*WHAT YOU SHOULD DO*. Your response should consist of the entries below, written out exactly.

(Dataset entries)
____

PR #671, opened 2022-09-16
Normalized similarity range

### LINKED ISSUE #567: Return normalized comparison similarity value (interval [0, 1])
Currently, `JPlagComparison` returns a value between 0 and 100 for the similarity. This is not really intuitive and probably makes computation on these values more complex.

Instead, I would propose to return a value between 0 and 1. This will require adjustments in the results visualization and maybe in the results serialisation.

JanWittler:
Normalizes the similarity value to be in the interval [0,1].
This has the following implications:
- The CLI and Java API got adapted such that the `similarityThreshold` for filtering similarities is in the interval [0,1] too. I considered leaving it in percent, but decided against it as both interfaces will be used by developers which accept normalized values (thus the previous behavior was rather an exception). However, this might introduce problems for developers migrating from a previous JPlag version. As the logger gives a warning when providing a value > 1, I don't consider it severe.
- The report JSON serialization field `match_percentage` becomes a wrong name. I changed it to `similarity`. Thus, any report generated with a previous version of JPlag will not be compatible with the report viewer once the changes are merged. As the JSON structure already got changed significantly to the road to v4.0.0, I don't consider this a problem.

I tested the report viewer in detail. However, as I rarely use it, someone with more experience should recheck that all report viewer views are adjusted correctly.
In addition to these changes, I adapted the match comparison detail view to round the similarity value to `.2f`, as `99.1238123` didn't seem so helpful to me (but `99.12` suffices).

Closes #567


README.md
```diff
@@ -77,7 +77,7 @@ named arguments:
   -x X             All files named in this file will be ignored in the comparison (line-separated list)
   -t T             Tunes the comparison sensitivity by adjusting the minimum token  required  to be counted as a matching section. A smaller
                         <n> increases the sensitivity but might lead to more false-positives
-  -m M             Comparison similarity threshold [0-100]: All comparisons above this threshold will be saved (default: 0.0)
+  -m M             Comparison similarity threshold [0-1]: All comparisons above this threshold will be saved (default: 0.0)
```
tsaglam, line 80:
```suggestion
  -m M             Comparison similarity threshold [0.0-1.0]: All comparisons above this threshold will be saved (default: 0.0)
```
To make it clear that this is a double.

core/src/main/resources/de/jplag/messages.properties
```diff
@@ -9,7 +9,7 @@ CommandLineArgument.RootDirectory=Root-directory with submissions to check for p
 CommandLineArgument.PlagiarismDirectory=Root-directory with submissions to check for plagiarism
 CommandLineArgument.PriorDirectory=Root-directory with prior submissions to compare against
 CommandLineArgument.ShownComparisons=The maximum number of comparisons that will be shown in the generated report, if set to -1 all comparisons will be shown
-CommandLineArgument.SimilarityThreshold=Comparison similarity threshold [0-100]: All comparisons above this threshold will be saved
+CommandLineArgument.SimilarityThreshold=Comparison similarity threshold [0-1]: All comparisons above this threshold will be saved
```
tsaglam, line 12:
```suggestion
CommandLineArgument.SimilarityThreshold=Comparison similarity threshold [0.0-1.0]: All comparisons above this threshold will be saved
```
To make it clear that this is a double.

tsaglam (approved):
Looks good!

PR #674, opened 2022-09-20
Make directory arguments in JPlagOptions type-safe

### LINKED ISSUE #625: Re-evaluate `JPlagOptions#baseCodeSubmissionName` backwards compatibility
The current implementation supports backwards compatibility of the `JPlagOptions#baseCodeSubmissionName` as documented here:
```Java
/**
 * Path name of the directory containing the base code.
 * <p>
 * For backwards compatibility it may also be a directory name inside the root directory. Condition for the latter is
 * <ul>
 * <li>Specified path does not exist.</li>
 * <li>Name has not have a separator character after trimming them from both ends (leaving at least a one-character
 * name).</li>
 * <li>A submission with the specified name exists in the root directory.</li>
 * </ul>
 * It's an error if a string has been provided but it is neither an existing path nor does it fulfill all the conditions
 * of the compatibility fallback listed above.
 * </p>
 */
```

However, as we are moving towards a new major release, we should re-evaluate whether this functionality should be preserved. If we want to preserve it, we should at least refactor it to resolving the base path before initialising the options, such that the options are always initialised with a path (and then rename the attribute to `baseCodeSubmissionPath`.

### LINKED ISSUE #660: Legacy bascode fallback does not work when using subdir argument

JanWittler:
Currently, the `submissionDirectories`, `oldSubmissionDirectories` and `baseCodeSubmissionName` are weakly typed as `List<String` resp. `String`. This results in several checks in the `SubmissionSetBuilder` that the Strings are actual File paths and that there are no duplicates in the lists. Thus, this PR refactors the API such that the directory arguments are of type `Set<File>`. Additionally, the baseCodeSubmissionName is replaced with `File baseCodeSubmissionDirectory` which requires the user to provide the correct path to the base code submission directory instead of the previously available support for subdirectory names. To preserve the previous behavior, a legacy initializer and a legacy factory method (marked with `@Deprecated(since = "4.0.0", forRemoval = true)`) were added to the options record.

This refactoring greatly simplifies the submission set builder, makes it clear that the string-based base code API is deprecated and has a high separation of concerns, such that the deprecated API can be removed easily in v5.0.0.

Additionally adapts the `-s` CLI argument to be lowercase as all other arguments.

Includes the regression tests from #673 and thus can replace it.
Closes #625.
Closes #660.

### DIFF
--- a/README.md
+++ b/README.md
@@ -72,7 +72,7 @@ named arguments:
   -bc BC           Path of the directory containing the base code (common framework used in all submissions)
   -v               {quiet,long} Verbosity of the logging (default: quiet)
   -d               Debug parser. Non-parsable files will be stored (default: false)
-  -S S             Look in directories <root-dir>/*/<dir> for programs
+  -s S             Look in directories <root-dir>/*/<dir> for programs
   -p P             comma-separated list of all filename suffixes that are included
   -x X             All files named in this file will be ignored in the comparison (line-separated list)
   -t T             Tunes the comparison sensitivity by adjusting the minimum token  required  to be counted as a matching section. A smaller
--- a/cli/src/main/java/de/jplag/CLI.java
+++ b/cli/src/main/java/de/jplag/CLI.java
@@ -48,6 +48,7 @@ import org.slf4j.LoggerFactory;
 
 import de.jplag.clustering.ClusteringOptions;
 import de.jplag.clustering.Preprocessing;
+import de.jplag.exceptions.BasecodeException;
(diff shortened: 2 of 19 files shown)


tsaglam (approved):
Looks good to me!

____

*TASK RESULT*.
PR #671, opened 2022-09-16
Normalized similarity range

### LINKED ISSUE #567: Return normalized comparison similarity value (interval [0, 1])
Currently, `JPlagComparison` returns a value between 0 and 100 for the similarity. This is not really intuitive and probably makes computation on these values more complex.

Instead, I would propose to return a value between 0 and 1. This will require adjustments in the results visualization and maybe in the results serialisation.

JanWittler:
Normalizes the similarity value to be in the interval [0,1].
This has the following implications:
- The CLI and Java API got adapted such that the `similarityThreshold` for filtering similarities is in the interval [0,1] too. I considered leaving it in percent, but decided against it as both interfaces will be used by developers which accept normalized values (thus the previous behavior was rather an exception). However, this might introduce problems for developers migrating from a previous JPlag version. As the logger gives a warning when providing a value > 1, I don't consider it severe.
- The report JSON serialization field `match_percentage` becomes a wrong name. I changed it to `similarity`. Thus, any report generated with a previous version of JPlag will not be compatible with the report viewer once the changes are merged. As the JSON structure already got changed significantly to the road to v4.0.0, I don't consider this a problem.

I tested the report viewer in detail. However, as I rarely use it, someone with more experience should recheck that all report viewer views are adjusted correctly.
In addition to these changes, I adapted the match comparison detail view to round the similarity value to `.2f`, as `99.1238123` didn't seem so helpful to me (but `99.12` suffices).

Closes #567


README.md
```diff
@@ -77,7 +77,7 @@ named arguments:
   -x X             All files named in this file will be ignored in the comparison (line-separated list)
   -t T             Tunes the comparison sensitivity by adjusting the minimum token  required  to be counted as a matching section. A smaller
                         <n> increases the sensitivity but might lead to more false-positives
-  -m M             Comparison similarity threshold [0-100]: All comparisons above this threshold will be saved (default: 0.0)
+  -m M             Comparison similarity threshold [0-1]: All comparisons above this threshold will be saved (default: 0.0)
```
tsaglam, line 80:
```suggestion
  -m M             Comparison similarity threshold [0.0-1.0]: All comparisons above this threshold will be saved (default: 0.0)
```
To make it clear that this is a double.

core/src/main/resources/de/jplag/messages.properties
```diff
@@ -9,7 +9,7 @@ CommandLineArgument.RootDirectory=Root-directory with submissions to check for p
 CommandLineArgument.PlagiarismDirectory=Root-directory with submissions to check for plagiarism
 CommandLineArgument.PriorDirectory=Root-directory with prior submissions to compare against
 CommandLineArgument.ShownComparisons=The maximum number of comparisons that will be shown in the generated report, if set to -1 all comparisons will be shown
-CommandLineArgument.SimilarityThreshold=Comparison similarity threshold [0-100]: All comparisons above this threshold will be saved
+CommandLineArgument.SimilarityThreshold=Comparison similarity threshold [0-1]: All comparisons above this threshold will be saved
```
tsaglam, line 12:
```suggestion
CommandLineArgument.SimilarityThreshold=Comparison similarity threshold [0.0-1.0]: All comparisons above this threshold will be saved
```
To make it clear that this is a double.

tsaglam (approved):
Looks good!

PR #674, opened 2022-09-20
Make directory arguments in JPlagOptions type-safe

### LINKED ISSUE #625: Re-evaluate `JPlagOptions#baseCodeSubmissionName` backwards compatibility
The current implementation supports backwards compatibility of the `JPlagOptions#baseCodeSubmissionName` as documented here:
```Java
/**
 * Path name of the directory containing the base code.
 * <p>
 * For backwards compatibility it may also be a directory name inside the root directory. Condition for the latter is
 * <ul>
 * <li>Specified path does not exist.</li>
 * <li>Name has not have a separator character after trimming them from both ends (leaving at least a one-character
 * name).</li>
 * <li>A submission with the specified name exists in the root directory.</li>
 * </ul>
 * It's an error if a string has been provided but it is neither an existing path nor does it fulfill all the conditions
 * of the compatibility fallback listed above.
 * </p>
 */
```

However, as we are moving towards a new major release, we should re-evaluate whether this functionality should be preserved. If we want to preserve it, we should at least refactor it to resolving the base path before initialising the options, such that the options are always initialised with a path (and then rename the attribute to `baseCodeSubmissionPath`.

### LINKED ISSUE #660: Legacy bascode fallback does not work when using subdir argument

JanWittler:
Currently, the `submissionDirectories`, `oldSubmissionDirectories` and `baseCodeSubmissionName` are weakly typed as `List<String` resp. `String`. This results in several checks in the `SubmissionSetBuilder` that the Strings are actual File paths and that there are no duplicates in the lists. Thus, this PR refactors the API such that the directory arguments are of type `Set<File>`. Additionally, the baseCodeSubmissionName is replaced with `File baseCodeSubmissionDirectory` which requires the user to provide the correct path to the base code submission directory instead of the previously available support for subdirectory names. To preserve the previous behavior, a legacy initializer and a legacy factory method (marked with `@Deprecated(since = "4.0.0", forRemoval = true)`) were added to the options record.

This refactoring greatly simplifies the submission set builder, makes it clear that the string-based base code API is deprecated and has a high separation of concerns, such that the deprecated API can be removed easily in v5.0.0.

Additionally adapts the `-s` CLI argument to be lowercase as all other arguments.

Includes the regression tests from #673 and thus can replace it.
Closes #625.
Closes #660.

### DIFF
--- a/README.md
+++ b/README.md
@@ -72,7 +72,7 @@ named arguments:
   -bc BC           Path of the directory containing the base code (common framework used in all submissions)
   -v               {quiet,long} Verbosity of the logging (default: quiet)
   -d               Debug parser. Non-parsable files will be stored (default: false)
-  -S S             Look in directories <root-dir>/*/<dir> for programs
+  -s S             Look in directories <root-dir>/*/<dir> for programs
   -p P             comma-separated list of all filename suffixes that are included
   -x X             All files named in this file will be ignored in the comparison (line-separated list)
   -t T             Tunes the comparison sensitivity by adjusting the minimum token  required  to be counted as a matching section. A smaller
--- a/cli/src/main/java/de/jplag/CLI.java
+++ b/cli/src/main/java/de/jplag/CLI.java
@@ -48,6 +48,7 @@ import org.slf4j.LoggerFactory;
 
 import de.jplag.clustering.ClusteringOptions;
 import de.jplag.clustering.Preprocessing;
+import de.jplag.exceptions.BasecodeException;
(diff shortened: 2 of 19 files shown)


tsaglam (approved):
Looks good to me!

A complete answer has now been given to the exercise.